O meu irmão, andas contente, não andas?, tens um bebé para cuidar, refeições com horas, antibióticos com horas, casa arejada, pós longe, tudo controladinho, estás no céu, por isso andas assim contentinha, não é?, vê lá se arranjas um avental! Eu, uma pessoa doente não é um bebé, a mania do controlo já era, não ando contentinha, nem de avental, mas, pulga atrás de orelha contente, não contentinha, contente, não resisto - para a minha irmã: achas que eu vou ser uma boa mãe?, tu? péssima!, só sabes dar mimo!, só?, só!, pobres miúdos!, insuportáveis e obesos, mas..., mas eu, mas nada.
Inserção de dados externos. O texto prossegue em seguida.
PR #4026, opened 2019-11-12
framework/preference: Support CRC to verify preference data

jeongarmy:
Caculate and Write CRC of them when setting preference data.
And then check it when getting preference data.

### DIFF
--- a/os/include/tinyara/preference.h
+++ b/os/include/tinyara/preference.h
@@ -55,6 +55,7 @@ enum preference_result_error_e {
 	PREFERENCE_OUT_OF_MEMORY = -5,
 	PREFERENCE_OPERATION_FAIL = -6,
 	PREFERENCE_NOT_REGISTERED = -7,
+	PREFERENCE_INVALID_DATA = -8,
 };
 
 #define PRIVATE_PREFERENCE     0
@@ -71,6 +72,7 @@ enum preference_result_error_e {
 #define PREFERNENCE_CBMSG_MAX       32
 
 struct value_attr_s {
+	uint32_t crc;
 	int type;
 	int len;
 };
--- a/os/include/tinyara/preference.h
+++ b/os/include/tinyara/preference.h
@@ -70,21 +70,17 @@ enum preference_result_error_e {
 #define PREFERENCE_CBMQ_LEN         16
 #define PREFERNENCE_CBMSG_MAX       32
 
-struct value_data_s {
+struct value_attr_s {
 	int type;
 	int len;
-	union {
-		int i;
-		double d;
-		char *s;
-	};
 };
-typedef struct value_data_s value_data_t;
+typedef struct value_attr_s value_attr_t;
 
 struct preference_data_s {
 	char *key;
 	int type;
-	value_data_t value;
+	value_attr_t attr;
+	void *value;
 };
 typedef struct preference_data_s preference_data_t;
 
--- a/os/kernel/preference/preference_read.c
+++ b/os/kernel/preference/preference_read.c
@@ -22,6 +22,7 @@
 #include <debug.h>
 #include <fcntl.h>
 #include <errno.h>
+#include <crc32.h>
 #include <tinyara/preference.h>
 
 /****************************************************************************
@@ -31,6 +32,7 @@ static int preference_read_fs_key(char *path, preference_data_t *data)
 {
 	int fd;
 	int ret;
+	uint32_t check_crc;
 	value_attr_t attr;
 
 	fd = open(path, O_RDONLY, 0666);
@@ -43,7 +45,7 @@ static int preference_read_fs_key(char *path, preference_data_t *data)
 		return PREFERENCE_IO_ERROR;
 	}
 
-	/* Read and Verify attributes of data : type, len */
+	/* Read and Verify attributes of data : crc, type, len */
 	ret = read(fd, (FAR uint8_t *)&attr, sizeof(value_attr_t));
 	if (ret != sizeof(value_attr_t)) {
 		prefdbg("Failed to read attribute, errno %d\n", errno);
@@ -70,6 +72,15 @@ static int preference_read_fs_key(char *path, preference_data_t *data)
 	if (ret != data->attr.len) {
 		prefdbg("Failed to read key value, errno %d\n", errno);
 		ret = PREFERENCE_IO_ERROR;
+		goto errout_with_free;
+	}
+
+	/* Calculate and Verify the checksum */
+	check_crc = crc32((uint8_t *)&data->attr.type, sizeof(value_attr_t) - sizeof(uint32_t));
+	check_crc = crc32part((uint8_t *)data->value, data->attr.len, check_crc);
+	if (check_crc != attr.crc) {
+		prefdbg("Invalid checksum, read crc : %u, calculated crc : %u\n", attr.crc, check_crc);
+		ret = PREFERENCE_INVALID_DATA;
 		goto errout_with_free;
 	}
 
--- a/os/kernel/preference/preference_read.c
+++ b/os/kernel/preference/preference_read.c
@@ -31,8 +31,7 @@ static int preference_read_fs_key(char *path, preference_data_t *data)
 {
 	int fd;
 	int ret;
-	int read_size;
-	value_data_t value_data;
+	value_attr_t attr;
 
 	fd = open(path, O_RDONLY, 0666);
 	PREFERENCE_FREE(path);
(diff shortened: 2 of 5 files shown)


seinfra:
Target : [bcb93357c5091c0d52f32fa1d45fa81f0952e9ff] - Code Rule Check OK.

seinfra:
Target : [bcb93357c5091c0d52f32fa1d45fa81f0952e9ff] - Code Rule Check (C++) OK.

sunghan-chang:
@jeongarmy Could you split the changes for adding CRC and others (refactoring)?

os/kernel/preference/preference_read.c
```diff
@@ -44,59 +46,62 @@ static int preference_read_fs_key(char *path, preference_data_t *data)
...
 	}
 
-	/* Read and Verify the type and len of data value */
-	read_size = 2 * sizeof(int);
-	ret = read(fd, (void *)&value_data, read_size);
-	if (ret != read_size) {
+	check_crc = 0;
+
+	/* Read and Verify attributes of data : type, len */
+	ret = read(fd, (FAR uint8_t *)&attr, sizeof(value_attr_t));
```
Taejun-Kwon: Below is simple logic & struct to handle read. You may understand write case after read this.
```
struct preference_entry_s {
    char *key;
    uint8_t type;
    uint32_t datalen; //is it enough size??
    uint32_t crc32;
}

# case read
int fd;
int ret;
struct preference_entry_s *entry;

fd = open(path, O_RDONLY); //0666 is not necessary, actually.
if (fd < 0) {
    dbg("error, errno : %d\n", errno);
    return error;
}
/* Verify Entry first */
int size = sizeof(struct preference_entry_s);
ret = read(fd, entry, size); 

if (ret < size) {
   dbg("read error, ret : %d errno : %d\n", ret, errno);
    return error;
}

if (type_from_user != entry->type) {
    dbg("error....blah blah\n");
    return error;
}
... //check entry here.

/* Now read data */
char *buf = malloc(entry->datalen);
ret = read(fd, buf, entry->datalen);
if (ret != entry->datalen) {
   blahblah
}

/* Check crc by compare crc value in entry and calculated read data */
if (entry->crc32 != crc32part()) {
   dbg("error");
   return error;
}
```

Anyway, now you calling read 3 times here, Please make sure that  I/O  always takes more much of time than any other operation.

seinfra:
Target : [f2df6c9481342c7c16cf1ec52aeeffa61a315fc7] - Code Rule Check OK.

seinfra:
Target : [f2df6c9481342c7c16cf1ec52aeeffa61a315fc7] - Code Rule Check (C++) OK.

seinfra:
Target : [1cedfbec2986480d101f77ee56cf7d0a068e2597] - Code Rule Check OK.

seinfra:
Target : [1cedfbec2986480d101f77ee56cf7d0a068e2597] - Code Rule Check (C++) OK.

os/include/tinyara/preference.h
```diff
@@ -70,21 +71,18 @@ enum preference_result_error_e {
 #define PREFERENCE_CBMQ_LEN         16
 #define PREFERNENCE_CBMSG_MAX       32
 
-struct value_data_s {
+struct value_attr_s {
```
Taejun-Kwon: In my opinion something should be changed,
1. I think this struct is not necessary.
 You have to define APIs first, for example,
 - pref_create_subkey(char *subkey) // Create directory for key. c.f /mnt/prefkey/appA 
 - pref_open_key(char* key);
 - pref_get_key_value(char* key, char *buf, ssize_t len);
 ....
 Then user will use these apis without this struct.
 also for file system, only key & length is needed to get whole of key value.
 If there's any reason to keep any of structure, then provide handler which is hide from user.
2. Will you open whole of structure & definition to user? I think many things here, can be hided from user.

os/kernel/preference/preference_read.c
```diff
@@ -44,59 +45,54 @@ static int preference_read_fs_key(char *path, preference_data_t *data)
...
+	/* Read value data */
+	ret = read(fd, (void *)data->value, data->attr.len);
+	if (ret != data->attr.len) {
+		prefdbg("Failed to read key value, errno %d\n", errno);
 		ret = PREFERENCE_IO_ERROR;
+		goto errout_with_free;
+	}
+
+	/* Caculate and Verify the checksum */
+	check_crc = crc32part((uint8_t *)&data->attr.type, sizeof(value_attr_t) - sizeof(uint32_t), check_crc);
```
Taejun-Kwon: Below is more looks good.
uint32_t crc;
crc = crc32((uint8_t *)&data->attr.type, sizeof(value_attr_t) - sizeof(uint32_t));
crc = crc32part((uint8_t *)data->value, data->attr.len, crc);

os/kernel/preference/preference_read.c
```diff
@@ -31,8 +32,8 @@ static int preference_read_fs_key(char *path, preference_data_t *data)
 {
 	int fd;
 	int ret;
-	int read_size;
-	value_data_t value_data;
+	uint32_t check_crc;
```
Taejun-Kwon: preference_read_fs_key is not good naming.
How about align with tizen's api?

os/include/tinyara/preference.h
jeongarmy: 1. I understand what you consider. I will move preference operations to driver to support them in kernel as you said. And then it would be implemented with general usages like buf, len.

2. I think those are needed because user can't call preference functions directly. If not, all functions should be registered to syscall or user needs to pass all parameters to functions respectively.

os/kernel/preference/preference_read.c
jeongarmy: Modified

seinfra:
Target : [db10ec07f5b8657120e79dc750d8367282fe2cdd] - Code Rule Check OK.

seinfra:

Não sei se destes diálogos elogiosos, se da incrível agilidade mental e intelectual que é necessária à confecção de refeições e demais actividades de manutenção de uma casa, depois de uma compra rápida na farmácia, dei comigo na reprografia cá do sítio, muito inteligente, a responder com risinho irónico ao senhor que especificava ... cêntimos, menina, dez cêntimos. Evidentemente, eu a pensar uma fotocópia e um envelope nem em Portugal a inflação sobe assim numa semana - mas não isso chegou para o senhor, um sorrisinho irónico é um perigo, às vezes magoa, e eu sem querer, o senhor achou que devia explicar-se, sabe porque é que lhe digo isto, menina?, eu, sorriso polido, não sei, diga por favor, porque se digo dez, como lhe disse primeiro, tenho sempre um ou outro cliente que me pergunta mas dez quê?, eu sorriso reluzente de polido, pois, de facto..., adeus, obrigada sorrido, boa tarde.
Gosto do meu sorriso quando digo obrigada, tenho para mim que o senhor também. E agora regresso aos tachos que é hora de jantar e o mimo que não vai dentro de um envelope, serve-se sempre, mas sempre, quentinho.